PR #4160, opened 2026-04-17
fix(cli): Use `$$` when `$` is in an env var for Docker Compose

CaspianChaharom:
From the [docker compose documentation](https://docs.docker.com/reference/compose-file/interpolation/#:~:text=double-dollar%20sign) "You can use a $$ (double-dollar sign) when your configuration needs a literal dollar sign."

This is an issue for commands like `nhost up cloud` because the Hasura admin secret (used in a few places as an env var `HASURA_GRAPHQL_ADMIN_SECRET` and `NHOST_ADMIN_SECRET` for `nhost/graphql-engine`, and `NEXT_PUBLIC_NHOST_ADMIN_SECRET` for `nhost/dashboard`) may contain a dollar sign, which is directly written to the environment variable in `.nhost/docker-compose.yaml` where it is not interpreted correctly, causing `nhost up cloud` to fail.

### Checklist

- [X] No breaking changes
- [x] Tests pass

### **PR Type**
Bug fix

___

### **Description**
- Introduce a dedicated `Environment` map type for Docker Compose service environment variables that escapes literal `$` to `$$` during YAML marshalling, preventing Docker Compose from interpreting `$` in values (e.g., database passwords) as variable substitution.
- Switch the `Service.Environment` field from `map[string]string` to the new `Environment` type so escaping happens transparently at marshal time without mutating the source map.
- Add a unit test verifying that `$` characters in environment values are escaped to `$$` in the produced YAML and that plain values pass through unchanged.

___

### Diagram Walkthrough

```mermaid
flowchart LR
  A["Service struct<br/>(Environment field)"] --> B["yaml.Marshal"]
  B --> C["Environment.MarshalYAML"]
  C --> D["Replace $ → $$<br/>(copy, no mutation)"]
  D --> E["docker-compose.yaml"]
  E --> F["Docker Compose<br/>passes literal $ to container"]
```

<tr><td><strong>Core logic</strong></td><td><details><summary>1 files</summary><table>
<tr>
  <td><strong>compose.go</strong><dd><code>Add Environment type with MarshalYAML that escapes $ to $$; change Service.Environment to this new type.</code></dd></td>
  <td><a href="https://github.com/nhost/nhost/pull/XXX/files#diff-cfe5848f846b5d5bcfeb5bf52e76d2c23c08e4da760f2b85c1dd3ed01d0a635b">+15/-1</a></td>
</tr>
</table></details></td></tr>
<tr>
  <td><strong>compose_test.go</strong><dd><code>Add regression test asserting that $ in environment values is escaped to $$ in marshalled YAML.</code></dd></td>
  <td><a href="https://github.com/nhost/nhost/pull/XXX/files#diff-a69e2bbe1008aa647eb6a88bf6614e4b3dcc5988db54012ad2bca6dc85b87f7f">+50/-0</a></td>
</tr>
</table></details></td></tr>
</tbody></table>

</details>

___


dbarrosop:
Thanks for the PR. I think mutating the variable in-place isn't entirely safe. I would suggest the following instead:

1. Create a type like:

```go
type EnvValue string

func (e EnvValue) MarshalYAML() (any, error) {
    return strings.ReplaceAll(string(e), "$", "$$"), nil
}
```

2. We use it in [compose.go](https://github.com/nhost/nhost/blob/main/cli/dockercompose/compose.go#L67) we use it like:

```go
Environment map[string]EnvValue `yaml:"environment,omitempty"`
```

That way we do the escaping when marshaling into yaml without mutating anything.

CaspianChaharom:
It looks like that exactly isn't allowed in Go (I'm not a Go programmer though) unless every assignment is wrapped in `EnvValue` throughout the codebase because
```cannot use env (variable of type map[string]string) as map[string]EnvValue value in struct literal```

But declaring the full type `type Environment map[string]string` seems to allow the same thing without needing to wrap everything.

Would you rather have the type be `map[string]EnvValue` and wrap all assignments, or have the type be `Environment` (which itself is a map) and not need to wrap all the assignments?

**Comment by dbarrosop** [comment]
Ok, feel free to give it a go with `type Environment map[string]string`, thanks!

**Comment by CaspianChaharom** [comment]
I implemented the change and tested locally, and it works.

**Comment by dbarrosop** [comment]
perfect, could you add a test to avoid regressions in the future. For instance, create a file `compose_test.go` with:

```go
package dockercompose_test

import (
	"testing"

	"github.com/google/go-cmp/cmp"
	"github.com/nhost/nhost/cli/dockercompose"
	"gopkg.in/yaml.v3"
)

func TestServiceEnvironmentEscapesDollar(t *testing.T) {
	t.Parallel()

	svc := &dockercompose.Service{
		Image: "nhost/example:1.0",
		Environment: dockercompose.Environment{
			"PLAIN":               "no-dollar",
			"HASURA_ADMIN_SECRET": "secret$with$dollars",
		},
		ExtraHosts: []string{"host.docker.internal:host-gateway"},
		Restart:    "always",
	}

	got, err := yaml.Marshal(svc)
	if err != nil {
		t.Fatalf("marshal failed: %v", err)
	}

	expected := `image: nhost/example:1.0
environment:
    HASURA_ADMIN_SECRET: secret$$with$$dollars
    PLAIN: no-dollar
extra_hosts:
    - host.docker.internal:host-gateway
restart: always
`

	if diff := cmp.Diff(expected, string(got)); diff != "" {
		t.Error(diff)
	}
}
```

or similar. Thanks!

CaspianChaharom:
Added it. Let me know if that is good.

dbarrosop (approved):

- **How to complete this task**: Among the entries above, how many lines include the word "example"? Give the number with no comment.

- **Response to the task**: 2